URGENT NEWS: New Restrictions on Exchange Asset Sales Implemented
NEW YORK, DEC 11, 2025 – 9:15 PM EST – A significant new regulatory measure, taking effect in June 2025, has placed stringent limitations on how digital asset exchanges can sell their own holdings. This policy is designed as a critical safeguard to enhance market integrity and prevent potential manipulation by platform operators. $IP

Under the new rules, exchanges are now permitted to sell digital assets only to cover operational costs and legitimate expenses.
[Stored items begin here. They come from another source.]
PR #91, opened 2020-03-28
Firestore validation

tjlav5:
image

Few things happening here:
1) Normalized document-state - handling name/type/value changes are trivial now
2) Validation... we're probably shoehorning react-hook-form into this at at this point. It really is a nice lib, but it does not do so well with Controlled components. The document-editor inputs are now all uncontrolled (default-value). This does help with performance, but it does complicate the data-store a little bit. Now there are essentially two sources of truth. There is the local ref, which has what the user inputted; be it valid or invalid. Then there is the document-store which is a strongly-typed representation of the last valid state.

Extra notes on validation:
* If the Editor is in an invalid state, it will emit undefined to anyone listening... this is how we can disable the various save buttons in the UI that exist outside of the editor.
* Each value editor has its own validation rules where applicable.
* The Field-input has a special validation rule that ensures we don't have redundant sibling key-names. It occurred to me that we will need to add an extra input prop to the Editor {non-editable root-keys}; e.g. if you are inline-adding an entry to a pre-existing map, then the editor is actually not aware of those sibling keys but we should still err if they re-use a key.
* Testing honestly started to get weird with... I had to add a bunch of async acts per the react-hook-form docs.

The UI is still rough, will need some help with the layout. The typings need to be beefed up a bit more too, I think we can make this better.

Lastly, there is one regression here, but it isn't an issue YET... in the process of normalizing the data, I have not added map/array support yet. I think it'll be a fun thing to add, but right now Editors are only every initialized with primitives in the root so we are OK for now......


src/components/Firestore/dialogs/AddCollectionDialog.test.tsx
```diff
@@ -125,9 +125,28 @@ describe('step 2', () => {
     expect(getByLabelText('Field')).not.toBeNull();
   });
 
+  // TODO testing suggests that the button is infact disabed by inspecting the DOM
+  // but triggering a click event still triggers the underlying event. This is no
+  // reproducible in the actual GUI.
+  it.skip('[Save] is disabled if invalid doc-data', async () => {
```
tstirrat: Totally can punt this later, but try wrapping dialog in a form (we want this later for nice UX on pressing enter), making buttons type="button" and type="submit",  then doing:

Critically, these sales are explicitly prohibited from taking place on the exchange’s own trading platform.


This restriction mandates that any necessary liquidation must be conducted through external, transparent channels, thereby creating a necessary distance between the exchange's operational needs and the platform’s active trading environment.
The fundamental educational rationale behind this policy is to prevent conflicts of interest.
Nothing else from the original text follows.